Former Securities and Exchange Commission attorney Spencer Barasch is expected to settle Department of Justice civil charges that he inappropriately represented alleged Ponzi schemer Allen Stanford, people familiar with the matter told Reuters.

Under the terms of the planned settlement, expected to be announced later this week, Barasch will pay a $50,000 fine, these people said, who were not authorized to speak on the case.

He will also settle a disciplinary action before the SEC under which he is expected to agree to a 6-month ban from practicing before the commission, one of the individuals said.

The SEC is tentatively scheduled to vote on the matter behind closed doors on Thursday. Barasch is expected to settle the matter without admitting any wrongdoing.

Barasch, a former head of enforcement for the SEC's Fort Worth, Texas, office, is now a partner at the law firm Andrews Kurth in Dallas. He has been at the center of a Justice Department probe since at least 2010.

That year, SEC Inspector General David Kotz released a report that found Barasch played a role in decisions to quash investigations of Stanford while at the SEC, and then later repeatedly tried to get permission to represent Stanford after leaving his SEC post.

The SEC turned down his request each time, but Barasch persisted and eventually did provide some legal counsel to Stanford in the form of roughly 7 billable hours for travel and for reviewing a document on regulators' inquiry into Stanford's business, the report found.

In a statement issued last year, however, Andrews Kurth's managing partner Bob Jewell said he did not feel Barasch violated any conflict of interest rules and disagreed with the findings in Kotz's report.

Federal conflict of interest laws bar former government employees for life from communicating or making an appearance before the U.S. government under certain conditions, such as being substantially involved in the matter while in government.

The Justice Department is likely pursuing a civil settlement because a criminal conflict-of-interest case usually requires the prosecutors prove the former employee contacted the government on behalf of the defendant. Kotz's report did not find evidence of such contact.

The government can bring civil actions to resolve conflict-of-interest allegations, and issue a penalty of up to $50,000 per violation.

A lawyer for Barasch, the SEC, and the Justice Department declined comment. Barasch and his law firm, Andrews Kurth, did not respond to repeated requests for comment.

The settlements come as federal prosecutors prepare for a criminal trial of Stanford, who is accused of running a $7.2 billion Ponzi scheme and deceiving thousands of investors into buying certificates of deposit from his Antiguan bank.

Stanford was arrested in June 2009 and is being held without bail. He has denied the charges. Jury selection in the case is scheduled on January 23.

He is also facing civil charges from the SEC over the alleged Ponzi scheme.

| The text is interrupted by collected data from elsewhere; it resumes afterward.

Issue #5989, opened 2016-08-24
SimpleObjectHydrator produces wrong values with inheritance table and simple array type 


w3sami:
I am getting empty array instead of array with some values, since SimpleObjectHydrator converts the value with convertToPHPValue

line 129 $value = $type->convertToPHPValue($value, $this->_platform);

this doesent play well with the null check below

line 134:
// Prevent overwrite in case of inherit classes using same property name (See AbstractHydrator)
            if ( ! isset($data[$fieldName]) || $value !== null) {
                $data[$fieldName] = $value;
            }

since arrayType->convertToPHPValue  returns [] when null, resulting in a leak from the wrong left joined table.

solution is easy, dont use the converted value in the if, but instead a raw value.

eg line 125 + $rawValue = $value;
and
136: if ( ! isset($data[$fieldName]) || $rawValue !== null) {

sorry I don't have time to write a pr with tests

Ocramius:
> since arrayType->convertToPHPValue returns [] when null, resulting in a leak from the wrong left joined table.

Seems like an issue with the array type, rather than with the ORM itself?

w3sami:
SimpleObjectHydrator is the file with the problem, type is ok imo. Same
issue is with eg json array type. Hydrator compares with type converted
version not raw value.
For me it makes sense that null is empty array for array type.

w3sami:
bumb! this is actually a quite serious bug, as it renders all our entities with joined inheritance + (json/)array type useless!!

Ocramius:
The fix in #6004 seems good, besides minor cleanup needed :-)

Ocramius:
Fixed in #6004, thanks @w3sami and @cvuorinen!

PR #6004, opened 2016-09-03
Fix hydration in a joined inheritance with simple array or json array

cvuorinen:
Both SimpleArrayType and JsonArrayType convert the value `null` to an empty array, which fails the null check that is used to prevent overwrite (in https://github.com/doctrine/doctrine2/blob/v2.5.4/lib/Doctrine/ORM/Internal/Hydration/SimpleObjectHydrator.php#L134).
Fixes issue #5989 

It could be debated that the issue is actually with the types that convert null to something else (especially since ArrayType actually returns null when the value is null). But changing them would be a BC break so I think it is a separate issue. Also, there is no way to know how custom types will convert null values, so it seems like a reasonable approach to check for null before the conversion since it's quite a serious bug to overwrite data in the hydrator.

### DIFF
--- a/lib/Doctrine/ORM/Internal/Hydration/SimpleObjectHydrator.php
+++ b/lib/Doctrine/ORM/Internal/Hydration/SimpleObjectHydrator.php
@@ -122,7 +122,7 @@ class SimpleObjectHydrator extends AbstractHydrator
             }
 
             // Check if value is null before conversion (because some types convert null to something else)
-            $valueIsNull = $value === null;
+            $valueIsNull = null === $value;
 
             // Convert field to a valid PHP value
             if (isset($cacheKeyInfo['type'])) {
--- a/lib/Doctrine/ORM/Internal/Hydration/SimpleObjectHydrator.php
+++ b/lib/Doctrine/ORM/Internal/Hydration/SimpleObjectHydrator.php
@@ -121,6 +121,9 @@ class SimpleObjectHydrator extends AbstractHydrator
                 continue;
             }
 
+            // Check if value is null before conversion (because some types convert null to something else)
+            $valueIsNull = $value === null;
+
             // Convert field to a valid PHP value
             if (isset($cacheKeyInfo['type'])) {
                 $type  = $cacheKeyInfo['type'];
@@ -130,7 +133,7 @@ class SimpleObjectHydrator extends AbstractHydrator
             $fieldName = $cacheKeyInfo['fieldName'];
 
             // Prevent overwrite in case of inherit classes using same property name (See AbstractHydrator)
-            if ( ! isset($data[$fieldName]) || $value !== null) {
+            if ( ! isset($data[$fieldName]) || ! $valueIsNull) {
                 $data[$fieldName] = $value;
             }
         }
--- a/tests/Doctrine/Tests/Models/Issue5989/Issue5989Employee.php
+++ b/tests/Doctrine/Tests/Models/Issue5989/Issue5989Employee.php
@@ -9,19 +9,9 @@ namespace Doctrine\Tests\Models\Issue5989;
 class Issue5989Employee extends Issue5989Person
 {
     /**
-     * @column(type="simple_array", nullable=true)
+     * @Column(type="simple_array", nullable=true)
      *
      * @var array
      */
-    private $tags;
-
-    public function getTags()
-    {
-        return $this->tags;
-    }
-
-    public function setTags(array $tags)
-    {
-        $this->tags = $tags;
-    }
+    public $tags;
 }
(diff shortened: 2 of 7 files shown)


lib/Doctrine/ORM/Internal/Hydration/SimpleObjectHydrator.php
```diff
@@ -121,6 +121,9 @@ protected function hydrateRowData(array $sqlResult, array &$result)
                 continue;
             }
 
+            // Check if value is null before conversion (because some types convert null to something else)
+            $valueIsNull = $value === null;
```
phansys: Please, use Yoda condition instead.

tests/Doctrine/Tests/Models/Issue5989/Issue5989Employee.php
```diff
@@ -0,0 +1,27 @@
...
+namespace Doctrine\Tests\Models\Issue5989;
+
+/**
+ * @Entity
+ * @Table(name="issue5989_employees")
+ */
+class Issue5989Employee extends Issue5989Person
+{
+    /**
+     * @column(type="simple_array", nullable=true)
```
Ocramius: case sensitivity, careful :-)

tests/Doctrine/Tests/Models/Issue5989/Issue5989Employee.php
```diff
@@ -0,0 +1,27 @@
...
+     *
+     * @var array
+     */
+    private $tags;
```
Ocramius: can just work with `public`

tests/Doctrine/Tests/Models/Issue5989/Issue5989Manager.php
```diff
@@ -0,0 +1,27 @@
...
+ * @Table(name="issue5989_managers")
+ */
+class Issue5989Manager extends Issue5989Person
+{
+    /**
+     * @column(type="simple_array", nullable=true)
+     *
+     * @var array
+     */
+    private $tags;
```
Ocramius: `public`

tests/Doctrine/Tests/Models/Issue5989/Issue5989Manager.php
```diff
@@ -0,0 +1,27 @@
...
+namespace Doctrine\Tests\Models\Issue5989;
+
+/**
+ * @Entity
+ * @Table(name="issue5989_managers")
+ */
+class Issue5989Manager extends Issue5989Person
+{
+    /**
+     * @column(type="simple_array", nullable=true)
```
Ocramius: case sensitivity

tests/Doctrine/Tests/ORM/Functional/Ticket/Issue5989Test.php
```diff
@@ -0,0 +1,51 @@
...
+ */
+class Issue5989Test extends \Doctrine\Tests\OrmFunctionalTestCase
+{
+    public function setUp()
+    {
+        $this->useModelSet('issue5989');
+        parent::setUp();
+    }
+
+    public function testSimpleArrayTypeHydratedCorrectlyInJoinedInheritance()
```
Ocramius: Besides the functional test, is there a unit test that we can write for the `SimpleObjectHydrator`?

Please don't attempt to do that if it's too complex, just please check it and write one, if it is trivial.

tests/Doctrine/Tests/ORM/Functional/Ticket/Issue5989Test.php
```diff
@@ -0,0 +1,51 @@
...
+    {
+        $manager = new Issue5989Manager();
+
+        $managerTags = array('tag1', 'tag2');
```
Ocramius: You can use short array syntax overall

Ocramius:
Looks good! Feedback is only technical/minor stuff to be fixed, but this is going to be merged once that's fixed :-)

tests/Doctrine/Tests/Models/Issue5989/Issue5989Employee.php
cvuorinen: Yea, I think it was copy paste from some existing models you have there. There are quite a few with lowercase. But I'll fix these.

Ocramius:
@cvuorinen this looks good! Should I take over for a merge?

cvuorinen:
@Ocramius I found a way to add a unit test that also reproduces this issue and passes with the fix.
Does that look OK to you?

Ocramius:
@cvuorinen yes, that looks exactly like what I was asking for.

cvuorinen:
OK, then it's ready for merge.

Ocramius:
Merged, thanks a lot @cvuorinen!

`master`: doctrine/doctrine2@5eebdcf6308277347da88e1478fc4bc1374ed3ce
`2.5`: doctrine/doctrine2@d592c14a6c4fd09d7f1ea05f77f211a092509fb2

PR #6011, opened 2016-09-09
Use `ClassMedatada#isIdGeneratorIdentity()` instead of constant to add the ID on query

lcobucci:
It's quite handy when creating CUSTOM id generators that should also rely on AUTO_INCREMENT stuff (one can just extend the `ClassMedatadaFactory` and create a different instance of `ClassMetadata` that overrides that method).

### DIFF
--- a/lib/Doctrine/ORM/Persisters/Entity/BasicEntityPersister.php
+++ b/lib/Doctrine/ORM/Persisters/Entity/BasicEntityPersister.php
@@ -1442,7 +1442,7 @@ class BasicEntityPersister implements EntityPersister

SEC officials disclosed the Justice Department's probe into Barasch's conduct last May during a congressional hearing. SEC Enforcement Director Robert Khuzami told lawmakers he felt the conflict-of-interest rules clearly prohibited Barasch from representing Stanford.

Kotz and Khuzami both said they had referred the matter to the criminal authorities as well as the Texas and Washington, D.C. bars.

Kotz's report outlined in detail how Barasch attempted on three occasions to represent Stanford despite being told he had a conflict of interest.

The third time, he pressed the SEC to give him permission on the same day the agency filed its civil suit against Stanford.

When the inspector general's office asked Barasch why he was so insistent on representing Stanford, Barasch replied, Every lawyer in Texas and beyond is going to get rich over this case. Okay? And I hated being on the sidelines, according to Kotz's report.